A team of Caltech researchers has developed a platform for characterizing the ultrathin membranes that could one day be used to make these lightsails, where lasers on Earth would exert forces on the sails to send the spacecraft hurtling through space. [Credit: Caltech]

 

 

 

 

The idea of traveling through interstellar space using spacecraft propelled by ultrathin sails may sound like the stuff of sci-fi novels. However, a program started in 2016 by Stephen Hawking and Yuri Milner known as the Breakthrough Starshot Initiative has been exploring the idea. The concept is to use lasers to propel miniature space probes attached to "lightsails" to reach ultrafast speeds and eventually our nearest star system, Alpha Centauri.

California Institute of Technology (Caltech) is leading the worldwide community working toward achieving this audacious goal. "The lightsail will travel faster than any previous spacecraft, with potential to eventually open interstellar distances to direct spacecraft exploration that are now only accessible by remote observation," says Harry Atwater, the Otis Booth Leadership Chair of the Division of Engineering and Applied Science and the Howard Hughes Professor of Applied Physics and Materials Science at Caltech.

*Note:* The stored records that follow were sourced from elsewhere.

Issue #1777, opened 2018-07-01
reStructuredText: handle targets


blueyed:
It would be nice to parse targets in rst files, e.g.:

```
.. target-name:
```

Spec: http://docutils.sourceforge.net/docs/ref/rst/restructuredtext.html#hyperlink-targets

I guess this would not be hard to implement, but also not trivial given the current logic therein: https://github.com/universal-ctags/ctags/blob/35c89c8fbb4c7dd6a008acc31207a0a2a61868e8/parsers/rst.c#L223.

I think there should be a new kind ("T", since "t" is taken already), enabled by default?

masatake:
See #1779.
Very important suggestion for languages for documentation.
A good size of request for a change:-)

Thank you.

masatake:
Implemented in #1779.

PR #1779, opened 2018-07-02
ReStructuredText: add target kind

masatake:
A target appears as following:

  .. _something-target:

or

  .. _ `something target`:

TODO: Do the same on the other languages for documentation
like TeX.

Suggested by @blueyed in #1777.


masatake:
@b4n, you may have interest on this item because this can be ported to geany.

blueyed:
I think it should be more strict maybe:

> Hyperlink targets may be named or anonymous. Named hyperlink targets consist of an explicit markup start (".. "), an underscore, the reference name (no trailing underscore), a colon, whitespace, and a link block:

Sphinx only generates a target for the last one, whereas this PR creates tags for all of them:

```rst
.. _       	     `section target1`   :
.. _       	     `section target2`:
.. _`section target3`  :
.. _`section target4`:
```

masatake:
Updated.

Escaping with backslash is handled, too. 
```
.. _abc\:efg:
```

In this case, ctags records this as:
```
abc\\:efg
```
in tags file.

blueyed:
Awesome, thanks!

masatake:
@b4n, thank you.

The ultimate goal of the lightsail project is to drive a freely accelerating lightsail that is 10 square meters in area and 100 nm or less in thickness. In this first experimental step, the Caltech team used a tethered miniature lightsail in the lab to measure direct radiation pressure from a laser beam. [Credit: Caltech]

 

 

 

 

Now, Atwater and his colleagues at Caltech have developed a platform for characterizing the ultrathin membranes that could one day be used to make these lightsails. Their test platform includes a way to measure the force that lasers exert on the sails used to send the spacecraft hurtling through space. The team's experiments mark the first step in moving from theoretical proposals and designs of lightsails to actual observations and measurements of the key concepts and potential materials.

"There are numerous challenges involved in developing a membrane that could ultimately be used as a lightsail. It needs to withstand heat, hold its shape under pressure, and ride stably along the axis of a laser beam," Atwater says. "But before we can begin building such a sail, we need to understand how the materials respond to radiation pressure from lasers. We wanted to know if we could determine the force being exerted on a membrane just by measuring its movements. It turns out we can."

A paper describing the work appears in the journal Nature Photonics. The lead authors of the paper are postdoctoral scholar in applied physics Lior Michaeli and graduate student in applied physics Ramon Gao, both of Caltech.

The goal is to characterize the behavior of a freely moving lightsail. As a first step, to begin studying the materials and propulsive forces in the lab, the team created a miniature lightsail that is tethered at the corners within a larger membrane.

The researchers used equipment in the Kavli Nanoscience Institute at Caltech and a technique called electron beam lithography to carefully pattern a membrane of silicon nitride just 50 nanometers (nm) thick, creating something that looks like a microscopic trampoline. The mini trampoline, a square just 40 microns wide and 40 microns long, is suspended at the corners by silicon nitride springs. Then the team hit the membrane with argon laser light at a visible wavelength. The goal was to measure the radiation pressure that the miniature lightsail experienced by measuring the trampoline's motions as it moved up and down.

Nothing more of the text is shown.